Look through the entries for the string "pull" and copy every line where it shows up.

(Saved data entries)

- - - -

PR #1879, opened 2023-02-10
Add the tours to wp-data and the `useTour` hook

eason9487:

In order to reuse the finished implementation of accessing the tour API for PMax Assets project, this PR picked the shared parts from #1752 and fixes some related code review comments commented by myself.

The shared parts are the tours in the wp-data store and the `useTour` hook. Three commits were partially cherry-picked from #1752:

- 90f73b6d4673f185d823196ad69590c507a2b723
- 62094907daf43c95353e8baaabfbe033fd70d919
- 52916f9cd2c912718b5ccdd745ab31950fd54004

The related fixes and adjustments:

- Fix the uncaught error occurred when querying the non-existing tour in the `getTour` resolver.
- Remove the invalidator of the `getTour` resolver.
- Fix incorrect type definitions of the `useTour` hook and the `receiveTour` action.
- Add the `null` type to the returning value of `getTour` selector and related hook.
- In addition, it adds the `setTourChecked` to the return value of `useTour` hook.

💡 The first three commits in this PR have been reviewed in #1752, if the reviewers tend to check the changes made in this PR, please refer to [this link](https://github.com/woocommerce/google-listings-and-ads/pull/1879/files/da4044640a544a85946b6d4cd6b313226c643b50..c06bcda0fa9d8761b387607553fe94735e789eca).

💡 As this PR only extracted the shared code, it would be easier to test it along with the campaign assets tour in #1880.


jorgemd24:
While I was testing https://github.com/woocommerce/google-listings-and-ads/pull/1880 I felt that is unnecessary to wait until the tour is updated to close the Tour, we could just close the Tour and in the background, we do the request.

- - - -

SOLUTION FOR THIS PROBLEM —
💡 The first three commits in this PR have been reviewed in #1752, if the reviewers tend to check the changes made in this PR, please refer to [this link](https://github.com/woocommerce/google-listings-and-ads/pull/1879/files/da4044640a544a85946b6d4cd6b313226c643b50..c06bcda0fa9d8761b387607553fe94735e789eca).
While I was testing https://github.com/woocommerce/google-listings-and-ads/pull/1880 I felt that is unnecessary to wait until the tour is updated to close the Tour, we could just close the Tour and in the background, we do the request.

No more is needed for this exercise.